Inoltre vi sono ovvi timori riguardo all'inflazione alle stelle, arrivata a livelli che non si vedevano da decenni e che sta erodendo il reddito disponibile dei consumatori.

…ma il settore rimane stabile

Eppure, nonostante questi fattori, le vendite dei beni di lusso restano forti, soprattutto tra i brand di fascia più alta, in cui il rapporto tra gli aumenti dei prezzi e la domanda è estremamente inelastico. Nel segmento degli orologi di lusso, ad esempio, la domanda sta superando l'offerta, con liste d'attesa per i pezzi di pregio addirittura pluriennali.

Per quanto riguarda i rincari energetici, alcune aziende della moda sono passate dal gas naturale alle fonti di elettricità rinnovabili, come l'energia eolica e solare. Questo dovrebbe assicurare forniture di energia più prevedibili e aiutare a controllare i costi.

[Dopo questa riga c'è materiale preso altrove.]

PR #1415, opened 2023-02-23
Add a Hedvig adjusted card and date picker

StylianosGakis:
The card to conform to our DS levitation and color The DatePicker to the above, plus removing the unnecessary title part and the empty space for the buttons which we do not use when using this component inline, and not in a Dialog


hugokallstrom (approved):
👌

Inoltre, questa non è la prima volta che il settore affronta ostacoli economici. In passato, molte case di moda di lusso sono state in grado di assorbire le pressioni inflazionistiche, l'aumento dei costi di trasporto e i problemi delle filiere. Lo hanno fatto introducendo misure di “autosufficienza” per allentare la pressione. Questa volta non è diverso.

Prendiamo ad esempio prestigiosi marchi europei come Brunello Cucinelli e Moncler. Nel corso degli anni questi brand hanno adattato i loro cicli di approvvigionamento delle materie prime – filati (soprattutto cachemire), tessuti di lana, cotone e piume – per sfruttare al meglio la volatilità dei prezzi. Le contrattazioni per questi beni oggi si svolgono prima della stagione delle vendite, il che significa che i costi di approvvigionamento hanno un impatto sugli aumenti dei prezzi in un momento più vicino al periodo di vendita.

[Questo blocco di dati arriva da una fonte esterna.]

PR #1418, opened 2023-02-23
CLX-350: Cancel insurance feature

StylianosGakis:
Draft for now.

Needs the backend obviously to exist so that the real operation can happen. Other than that, need to make sure that the correct insurance ID is passed in from the insurance tab, and a success screen to be made too. For that screen the UI is dead simple, and if we make yet another activity it will be straightforward, but might be a chance to consider alternatives. Or not :D 

Some screenshots to give an idea of how this looks like with the m3 color scheme too.
|||||
|---|---|---|---|
| image |image | image | image |


feature-cancel-insurance/src/main/kotlin/com/hedvig/android/cancelinsurance/ui/CancelInsuranceScreen.kt
```diff
@@ -0,0 +1,159 @@
...
+      HedvigDatePicker(
+        datePickerState = datePickerState,
+        dateValidator = dateValidator,
+      )
+    }
+  }
+}
+
+@Composable
+fun ErrorSnackbar(hasError: Boolean, showedError: () -> Unit, modifier: Modifier = Modifier) {
```
hugokallstrom, line 136: Can we extract this so that we can reuse it? Or do we have something similar we can use already, like a dialog?

feature-cancel-insurance/src/main/kotlin/com/hedvig/android/cancelinsurance/CancelInsuranceViewModel.kt
```diff
@@ -0,0 +1,124 @@
...
+import kotlinx.datetime.toLocalDateTime
+import kotlin.time.Duration.Companion.seconds
+
+@OptIn(ExperimentalMaterial3Api::class)
+internal class CancelInsuranceViewModel(
+  private val insuranceId: InsuranceId,
+  private val cancelInsuranceUseCase: CancelInsuranceUseCase,
+  clock: Clock = Clock.System,
+) : ViewModel() {
+  private val dateSubmissionError = MutableStateFlow(false)
```
hugokallstrom, line 33: Why not keep these in the viewstate?

hugokallstrom (approved):
Looks good!

app/src/main/kotlin/com/hedvig/app/feature/insurance/ui/detail/ContractExt.kt
```diff
@@ -45,6 +44,7 @@ fun InsuranceQuery.Contract.toMemberDetailsViewState() =
       null
     },
     change = YourInfoModel.Change,
+    cancelInsurance = YourInfoModel.CancelInsuranceButton(id), // todo ensure this is the correct ID
```
hugokallstrom, line 47: Add this behind a feature flag (or just remove this line for now) so that you can merge this branch to dev. That way you avoid conflicts later (even though they should be minimal).

hugokallstrom (approved):

feature-cancel-insurance/src/main/kotlin/com/hedvig/android/cancelinsurance/CancelInsuranceViewModel.kt
StylianosGakis: These are part of the UIstate through the `combine` done a few lines down from here.
(btw, uistate <-> viewstate, I use those interchangeably. I do think I like UIstate more lately though, as ViewState makes me think of the XML view, and UI-state for UI in compose, so I tend to use uiState instead, I hope that's not confusing)

Basically the reason they are separate is so that I can individually set the to true/false without having to take the existing UIState, copy it with this value changed, and set it back again.
Now to switch the error you just do `dateSubmissionError.update { true }` and `combine` triggers automatically and produces the new UiState.
With all of it being in a local _viewState it'd be 
```
_viewState.update { viewState ->
  viewState.copy(
    dateSumissionError = true
  )
}
```

This achieves the same result but in a pretty simple way imo. Basically like having all the puzzle pieces individually, and then putting them all together nicely in a UIState through the combine.

What do you think about it in general, does it make sense?

app/src/main/kotlin/com/hedvig/app/feature/insurance/ui/detail/ContractExt.kt
StylianosGakis: Done in https://github.com/HedvigInsurance/android/pull/1433

feature-cancel-insurance/src/main/kotlin/com/hedvig/android/cancelinsurance/ui/CancelInsuranceScreen.kt
StylianosGakis: Extracted it here https://github.com/HedvigInsurance/android/pull/1434
For this one I used a snackbar since we don't really have a meaningful message to show to the member about what's wrong. In general we don't have any guidelines on how to handle such cases, so I think either approach would be fine.
The Dialog is one that requires them to actively dismiss it and is kinda in your face, while just saying "Something went wrong", so I thought in this case the snackbar would suffice. Don't have strong feelings about this though, if anything I'd love to discuss with a designer how such bad scenarios should be handled in this screen but alas we can't do that atm

feature-cancel-insurance/src/main/kotlin/com/hedvig/android/cancelinsurance/CancelInsuranceViewModel.kt
hugokallstrom: I like naming it UiState as well! 

Regarding separate flows for state - for me it makes it a bit harder to follow since I have to know that eg. `dateSubmissionError` will get combined and result in `CancelInsuranceUiState`. And that `isPerformingCancelInsuranceNetworkRequest` translates to `isLoading` in the UiState. 

Its a bit clearer when you only have one state class that gets manipulated directly.

feature-cancel-insurance/src/main/kotlin/com/hedvig/android/cancelinsurance/CancelInsuranceViewModel.kt
```diff
@@ -0,0 +1,124 @@
...
+    viewModelScope.launch {
+      val result = cancelInsuranceUseCase.invoke(
+        insuranceId,
+        selectedDateMillis,
+      )
+      when (result) {
+        is Either.Left -> dateSubmissionError.update { true }
+        is Either.Right -> dateSubmissionSuccess.update { true }
+      }
+      isPerformingCancelInsuranceNetworkRequest.update { false }
```
hugokallstrom, line 80: In cases like this, wont you get two state emissions - first with the error/success update, and then with the network request update? Would that be a problem?

StylianosGakis: Yes this would trigger twice, and there would be an in-between where you'd get a uiState with (error = true or success = true) while loading is still true.

In case of the error, this'd mean that nothing changes in this UI, as it has no loading animation. If there was one, you'd get 1 frame where you'd get the snackbar while the loading is still showing.
In case of success it doesn't matter since success would mean you're navigating away directly, so you won't see the difference.

All that said, I did make this back into a single StateFlow in [this commit](https://github.com/HedvigInsurance/android/commit/e38151f6e0cb8d12b93a4faf49ee44e3a1790e93) 😊

The difference now is that we're not using `.stateIn()` which means that when we exit the app and go to the background, this StateFlow will keep alive forever until the app is killed vs how before with `.stateIn()` it was stopping this flow after 5 seconds of inactivity. Not a big deal in our case and in this screen, so let's go with it. If this turns out to be important in some other screen, where we have some hot flow ongoing then we'd need to figure out how to model this with `.stateIn()` while also not getting this double emission.

StylianosGakis:
Gonna merge this in now as we've discussed all the points we had for the existing code and we have the feature flag in place. Will do the rest in follow-up PRs so that this does not stay too far behind develop. Hooray for fflags 🎉

PR #1424, opened 2023-02-27
Rename the :sample module to :micro-apps

StylianosGakis:
To disambiguate from ":sample-module", it was a bit confusing I think to
 have these two things but they are two quite different things.

Also move components to m3 package, to prepare for an m2 version of them too.


hugokallstrom (approved):

StylianosGakis:
Gonna maybe wait 1 day for this, just to make sure the text spacings are correct. Will merge tomorrow and fix it later so as not to block ourselves since it's not a big issue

Di contro, il fashion mainstream appare più debole, poiché le aziende che lo producono sono più esposte agli effetti negativi dell'inflazione delle materie prime, dell'aumento dei costi di trasporto e delle criticità delle filiere. Gli acquirenti di questo segmento tendono ad avere meno reddito disponibile per acquistare beni discrezionali. La distribuzione al dettaglio può aumentare i prezzi solo fino a un certo punto prima di respingere i clienti. Questo può erodere i margini. Detto ciò, va sottolineato che le aziende che offrono beni primari essenziali, come scarpe da ginnastica, jeans e indumenti da lavoro, continuano a cavarsela relativamente bene.

Conclusioni

Non vi è dubbio che l'attuale crisi energetica e l'inflazione rappresentino una grossa sfida per il settore della moda. Per alcuni marchi potrebbe addirittura costituire una minaccia esistenziale. Tuttavia, nonostante il quadro negativo, il settore del fashion – e in particolare il segmento del lusso – è infinitamente adattivo, creativo e innovativo. Sa come muoversi, reinventarsi e creare nuovi prodotti per soddisfare nuove domande. È per questo motivo che molte aziende di beni di lusso non solo sopravviveranno, ma continueranno a dare il meglio di sé nel prossimo difficile futuro. Per quanto riguarda gli investitori, i recenti de-rating significano che potrebbe essere il momento giusto per fare ottimi affari.

Le aziende menzionate sono state scelte solo come esempio per illustrare lo stile di gestione degli investimenti descritto e non come raccomandazione d’investimento o indicazione della performance futura. I risultati passati non sono indicativi di quelli futuri.